● Instructions to follow
Take each line from the entries that holds "class" and copy it out.

● Material for this exercise
PR #859, opened 2024-01-08
Improve serialport code consistency across adapters.

Nerivec:
Proposing this to make debugging/readability easier across adapters. It's mostly cleanup and a switch to base class functions, but it needs a good look-over since it affects init code.

### DIFF
--- a/src/adapter/z-stack/znp/znp.ts
+++ b/src/adapter/z-stack/znp/znp.ts
@@ -281,6 +281,8 @@ class Znp extends events.EventEmitter {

● Solution below
Proposing this to make debugging/readability easier across adapters. It's mostly cleanup and a switch to base class functions, but it needs a good look-over since it affects init code.
@@ -281,6 +281,8 @@ class Znp extends events.EventEmitter {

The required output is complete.